Further, the main drivers of China’s soy demand – crushing and hog production margins – hit a soft patch right during the peak U.S. harvest window, blunting China’s appetite for U.S. supplies.
U.S. loadings picked up sharply in October to over 10 million tonnes, according to Refinitiv data, but now face the prospect of an earlier-than-usual start to the 2022 export season out of Brazil, the world largest soy producer.
“The U.S. (soybean) export season had a bad start this year. Crush margins were low and demand was not good at that time,” said Bai Jie, analyst with COFCO futures.
“Then there was the impact from Hurricane Ida. And some U.S. market share was squeezed by Brazilian beans,” Bai said.
U.S. soybean shipments to China in 2020-21 were the strongest since the 2016-17 season, thanks in part to a delayed start to the 2021 Brazil export season that helped extend U.S. sales.
“American beans won’t have such opportunity in the coming months, as planting of Brazilian beans is fast this year, meaning there will be ample beans to be shipped to China in the first quarter of 2022,” said Zou Honglin, analyst with the agriculture division of Mysteel, a China-based commodities consultancy.
U.S. soybeans have also faced price headwinds, with export offers trading fairly close to those out of Brazil, where freight costs to China are lower.
In addition, Brazilian soybeans offer better crush margins for Chinese soy processors, thanks to higher average protein levels in Brazilian soybeans. Margins for U.S. soybeans shipped out of the Pacific Northwest for February delivery are at about 500 yuan (US$78.49) per tonne, compared with 684 yuan for Brazilian beans, according to Mysteel.

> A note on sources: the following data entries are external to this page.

PR #28, opened 2013-06-03
Make Pact Contract constructors public

aljoscha:
Make them public so that they can be invoked with a builder and a mixin trait from scala code.


StephanEwen:
Can you verify that "protected" is not enough? Since mixing in a trait causes the Scala compiler to generate a sub-class, I thought protected suffices.

aljoscha:
You're right, I'm sorry. At some point I did something where I did not have the mixin and that wouldn't work without the ctor being public. But now I have mixins again and it works again.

“Brazilian beans are just cheaper, and price is king,” said an Asia-based trader with a top trading house.
“WINDOW IS CLOSING”
Chinese soybean importers have nearly completed December purchases, and are now filling January and February needs just as the Brazilian export season ramps up, according to a U.S. exporter.
January soybean shipments from the Gulf Coast were offered around US$500 per tonne FOB late last month, with an additional US$78 or US$80 per tonne for freight to China. Brazilian soybeans are around US$520 per tonne FOB, with freight of around US$60 per tonne, he said.
“It’s been a little disappointing from a U.S. perspective. Brazil’s been wedging into our export window a little more every year,” the exporter said. “Our window is closing.”
China’s soybean arrivals in November-December will mainly be U.S. cargoes, but Brazilian shipments are expected to rise sharply during January-March to over 6 million tonnes, according to Mysteel’s Zou.
That would mark a more than four-fold rise from the 1.35 million tonnes during the first quarter of 2021.
With China expected to account for nearly 60per cent of all soybean imports this season, U.S. exporters will not be able to find a single large buyer to replace it. Europe, Mexico, Argentina, Egypt and Thailand are the next five largest importers, according to the USDA, but collectively buy only a third of China’s total.
Hog production margins will be a key determinant of final soy demand in China next year.
A surge in its pork output in 2021 caused margins to collapse to record lows, slashing the sector’s appetite for soymeal feed.
But a recovery in pork prices and hog margins is now underway, and if sustained will lift total soy consumption.
However, with Brazilian beans boasting higher protein content anyway, South American exporters stand to benefit most from any further climbs in demand.
“Pressure for American beans would only grow going forward, as long as weather in South America remains normal,” said a soymeal trader in Shandong province, a major livestock producer in China.